> [ASSIGNMENT]:
Report each line of the records below that uses the word "actually".

Stored data
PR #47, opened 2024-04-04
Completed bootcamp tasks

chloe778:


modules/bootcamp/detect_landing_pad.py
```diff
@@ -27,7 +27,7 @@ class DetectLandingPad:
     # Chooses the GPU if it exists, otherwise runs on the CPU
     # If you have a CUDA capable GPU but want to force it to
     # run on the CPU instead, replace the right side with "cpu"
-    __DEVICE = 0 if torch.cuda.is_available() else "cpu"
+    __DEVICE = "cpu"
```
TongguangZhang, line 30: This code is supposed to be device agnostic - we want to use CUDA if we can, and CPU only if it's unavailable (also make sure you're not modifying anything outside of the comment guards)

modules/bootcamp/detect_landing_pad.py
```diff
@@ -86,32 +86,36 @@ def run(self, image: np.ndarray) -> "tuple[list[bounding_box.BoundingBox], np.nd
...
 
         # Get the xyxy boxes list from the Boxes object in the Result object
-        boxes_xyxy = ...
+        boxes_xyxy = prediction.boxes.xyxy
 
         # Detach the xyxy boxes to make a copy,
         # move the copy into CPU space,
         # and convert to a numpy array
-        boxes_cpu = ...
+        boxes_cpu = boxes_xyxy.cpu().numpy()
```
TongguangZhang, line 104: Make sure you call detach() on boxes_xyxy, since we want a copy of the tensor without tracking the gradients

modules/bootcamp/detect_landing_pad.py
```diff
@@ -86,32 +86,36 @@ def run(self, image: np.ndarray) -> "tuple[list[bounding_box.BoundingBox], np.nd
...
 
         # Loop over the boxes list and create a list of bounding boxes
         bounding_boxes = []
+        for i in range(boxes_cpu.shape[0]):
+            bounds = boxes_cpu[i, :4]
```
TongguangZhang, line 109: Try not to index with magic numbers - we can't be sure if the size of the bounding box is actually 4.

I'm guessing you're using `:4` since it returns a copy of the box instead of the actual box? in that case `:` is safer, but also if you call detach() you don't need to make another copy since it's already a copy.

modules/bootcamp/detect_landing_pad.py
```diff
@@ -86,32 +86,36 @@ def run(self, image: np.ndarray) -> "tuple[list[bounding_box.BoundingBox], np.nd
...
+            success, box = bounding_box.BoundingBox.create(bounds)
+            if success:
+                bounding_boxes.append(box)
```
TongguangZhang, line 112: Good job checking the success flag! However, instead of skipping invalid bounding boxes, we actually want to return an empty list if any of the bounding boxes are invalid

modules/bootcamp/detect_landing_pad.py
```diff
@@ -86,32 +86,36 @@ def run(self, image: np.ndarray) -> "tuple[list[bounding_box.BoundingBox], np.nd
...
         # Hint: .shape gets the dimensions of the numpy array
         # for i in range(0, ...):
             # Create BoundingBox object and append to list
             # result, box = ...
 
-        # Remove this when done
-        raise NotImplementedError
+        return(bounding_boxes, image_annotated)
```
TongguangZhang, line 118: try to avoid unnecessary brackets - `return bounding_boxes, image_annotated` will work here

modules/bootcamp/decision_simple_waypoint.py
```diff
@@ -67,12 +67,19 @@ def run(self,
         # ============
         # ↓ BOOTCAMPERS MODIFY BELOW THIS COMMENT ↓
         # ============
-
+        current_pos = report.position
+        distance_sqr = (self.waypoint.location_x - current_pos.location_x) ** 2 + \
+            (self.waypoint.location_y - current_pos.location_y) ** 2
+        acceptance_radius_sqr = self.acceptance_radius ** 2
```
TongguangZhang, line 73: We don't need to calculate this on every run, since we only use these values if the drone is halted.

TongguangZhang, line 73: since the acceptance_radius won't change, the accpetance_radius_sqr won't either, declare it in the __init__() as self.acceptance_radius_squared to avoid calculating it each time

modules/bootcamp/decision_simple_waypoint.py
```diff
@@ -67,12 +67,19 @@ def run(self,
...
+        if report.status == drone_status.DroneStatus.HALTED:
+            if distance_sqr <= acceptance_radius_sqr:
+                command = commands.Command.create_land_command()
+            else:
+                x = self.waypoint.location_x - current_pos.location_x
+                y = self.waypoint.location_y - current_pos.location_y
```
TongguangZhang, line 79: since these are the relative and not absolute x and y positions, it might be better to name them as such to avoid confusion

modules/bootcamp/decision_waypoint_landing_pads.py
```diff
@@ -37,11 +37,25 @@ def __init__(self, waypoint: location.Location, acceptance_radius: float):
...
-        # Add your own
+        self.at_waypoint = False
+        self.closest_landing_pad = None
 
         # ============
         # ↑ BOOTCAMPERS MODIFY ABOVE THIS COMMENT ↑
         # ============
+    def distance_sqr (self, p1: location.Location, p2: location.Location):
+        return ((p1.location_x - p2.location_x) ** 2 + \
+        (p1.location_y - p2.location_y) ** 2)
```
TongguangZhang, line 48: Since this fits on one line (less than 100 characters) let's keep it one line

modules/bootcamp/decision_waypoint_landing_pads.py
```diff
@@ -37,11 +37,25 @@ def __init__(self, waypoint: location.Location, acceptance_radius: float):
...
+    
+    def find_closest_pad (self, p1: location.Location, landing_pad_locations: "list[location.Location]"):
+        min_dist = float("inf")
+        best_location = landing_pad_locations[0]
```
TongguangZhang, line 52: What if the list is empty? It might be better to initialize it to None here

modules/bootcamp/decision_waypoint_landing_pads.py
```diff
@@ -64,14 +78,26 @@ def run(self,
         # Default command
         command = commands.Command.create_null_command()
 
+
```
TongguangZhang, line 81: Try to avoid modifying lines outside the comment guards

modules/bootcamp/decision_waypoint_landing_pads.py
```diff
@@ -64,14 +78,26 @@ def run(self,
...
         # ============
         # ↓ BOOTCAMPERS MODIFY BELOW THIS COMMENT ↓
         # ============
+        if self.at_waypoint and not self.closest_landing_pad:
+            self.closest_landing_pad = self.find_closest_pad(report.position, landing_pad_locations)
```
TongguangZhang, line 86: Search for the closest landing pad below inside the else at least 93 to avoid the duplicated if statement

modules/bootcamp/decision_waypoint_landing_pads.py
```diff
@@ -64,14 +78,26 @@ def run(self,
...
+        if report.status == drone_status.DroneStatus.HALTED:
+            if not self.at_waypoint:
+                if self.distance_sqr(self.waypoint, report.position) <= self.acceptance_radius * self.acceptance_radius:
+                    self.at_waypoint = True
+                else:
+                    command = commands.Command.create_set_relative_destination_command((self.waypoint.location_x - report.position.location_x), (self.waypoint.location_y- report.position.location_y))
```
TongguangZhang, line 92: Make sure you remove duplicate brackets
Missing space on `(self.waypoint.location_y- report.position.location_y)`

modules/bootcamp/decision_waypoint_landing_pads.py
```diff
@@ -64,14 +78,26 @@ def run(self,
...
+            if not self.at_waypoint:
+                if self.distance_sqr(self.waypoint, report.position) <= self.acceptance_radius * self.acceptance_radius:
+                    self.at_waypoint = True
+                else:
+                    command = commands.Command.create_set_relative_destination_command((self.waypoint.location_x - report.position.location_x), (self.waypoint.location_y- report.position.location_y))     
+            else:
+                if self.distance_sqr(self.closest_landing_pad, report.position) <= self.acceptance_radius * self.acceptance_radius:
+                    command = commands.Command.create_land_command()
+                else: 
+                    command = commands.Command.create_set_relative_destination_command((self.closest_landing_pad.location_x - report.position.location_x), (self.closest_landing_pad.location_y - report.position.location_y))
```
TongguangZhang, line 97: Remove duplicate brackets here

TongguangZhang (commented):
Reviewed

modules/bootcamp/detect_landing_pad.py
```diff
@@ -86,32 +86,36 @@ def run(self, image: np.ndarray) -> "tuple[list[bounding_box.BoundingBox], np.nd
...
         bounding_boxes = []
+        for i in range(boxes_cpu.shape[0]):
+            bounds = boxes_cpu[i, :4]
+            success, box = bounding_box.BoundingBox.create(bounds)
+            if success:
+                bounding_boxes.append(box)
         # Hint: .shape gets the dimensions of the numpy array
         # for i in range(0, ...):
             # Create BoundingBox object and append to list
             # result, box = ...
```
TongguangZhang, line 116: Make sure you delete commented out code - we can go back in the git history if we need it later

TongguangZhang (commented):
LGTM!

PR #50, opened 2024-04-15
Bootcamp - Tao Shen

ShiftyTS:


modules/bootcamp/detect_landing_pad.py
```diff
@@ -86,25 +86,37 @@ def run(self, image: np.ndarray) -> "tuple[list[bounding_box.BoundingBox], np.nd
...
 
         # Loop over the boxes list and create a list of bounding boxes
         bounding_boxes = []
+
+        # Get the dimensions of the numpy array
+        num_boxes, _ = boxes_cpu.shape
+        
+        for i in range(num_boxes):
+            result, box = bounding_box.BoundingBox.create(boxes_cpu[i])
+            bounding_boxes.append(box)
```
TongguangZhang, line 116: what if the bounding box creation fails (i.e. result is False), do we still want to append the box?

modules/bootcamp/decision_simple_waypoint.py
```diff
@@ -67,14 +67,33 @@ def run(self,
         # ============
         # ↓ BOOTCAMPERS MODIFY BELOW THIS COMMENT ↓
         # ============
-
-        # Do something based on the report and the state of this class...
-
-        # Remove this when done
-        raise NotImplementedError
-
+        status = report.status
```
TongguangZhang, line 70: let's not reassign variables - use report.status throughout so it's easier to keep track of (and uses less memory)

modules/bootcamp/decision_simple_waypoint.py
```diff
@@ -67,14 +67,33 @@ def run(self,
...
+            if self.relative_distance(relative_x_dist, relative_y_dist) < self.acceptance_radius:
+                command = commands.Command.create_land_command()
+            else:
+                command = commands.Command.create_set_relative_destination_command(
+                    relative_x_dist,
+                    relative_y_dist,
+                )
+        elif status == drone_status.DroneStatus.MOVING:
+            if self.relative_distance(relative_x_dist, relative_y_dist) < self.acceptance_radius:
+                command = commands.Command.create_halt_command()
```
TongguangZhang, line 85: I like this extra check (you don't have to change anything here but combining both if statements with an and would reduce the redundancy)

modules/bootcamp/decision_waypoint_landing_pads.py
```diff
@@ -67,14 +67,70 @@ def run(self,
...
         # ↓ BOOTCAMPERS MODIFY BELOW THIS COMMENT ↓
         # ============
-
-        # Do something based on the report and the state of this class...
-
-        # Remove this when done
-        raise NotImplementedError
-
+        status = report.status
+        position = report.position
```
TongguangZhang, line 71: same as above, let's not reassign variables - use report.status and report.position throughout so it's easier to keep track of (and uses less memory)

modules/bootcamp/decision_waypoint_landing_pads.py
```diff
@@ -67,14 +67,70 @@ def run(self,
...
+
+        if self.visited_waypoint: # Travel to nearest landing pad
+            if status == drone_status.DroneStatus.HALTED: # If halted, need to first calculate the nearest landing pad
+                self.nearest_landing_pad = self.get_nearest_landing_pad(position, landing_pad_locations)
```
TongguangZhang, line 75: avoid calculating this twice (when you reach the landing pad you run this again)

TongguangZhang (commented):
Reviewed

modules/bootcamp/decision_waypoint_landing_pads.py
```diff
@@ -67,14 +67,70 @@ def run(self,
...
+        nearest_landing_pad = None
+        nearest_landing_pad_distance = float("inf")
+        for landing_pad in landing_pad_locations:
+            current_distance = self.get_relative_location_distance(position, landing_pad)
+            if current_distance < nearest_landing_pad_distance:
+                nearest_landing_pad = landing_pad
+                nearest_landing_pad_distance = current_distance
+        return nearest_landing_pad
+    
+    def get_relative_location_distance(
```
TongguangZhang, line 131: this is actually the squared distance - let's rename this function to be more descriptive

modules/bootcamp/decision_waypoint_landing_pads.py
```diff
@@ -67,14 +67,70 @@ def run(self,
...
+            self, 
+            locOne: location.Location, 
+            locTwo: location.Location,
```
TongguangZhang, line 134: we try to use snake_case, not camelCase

> [ANSWER FOR THE TASK]:
TongguangZhang, line 109: Try not to index with magic numbers - we can't be sure if the size of the bounding box is actually 4.
TongguangZhang, line 112: Good job checking the success flag! However, instead of skipping invalid bounding boxes, we actually want to return an empty list if any of the bounding boxes are invalid
TongguangZhang, line 131: this is actually the squared distance - let's rename this function to be more descriptive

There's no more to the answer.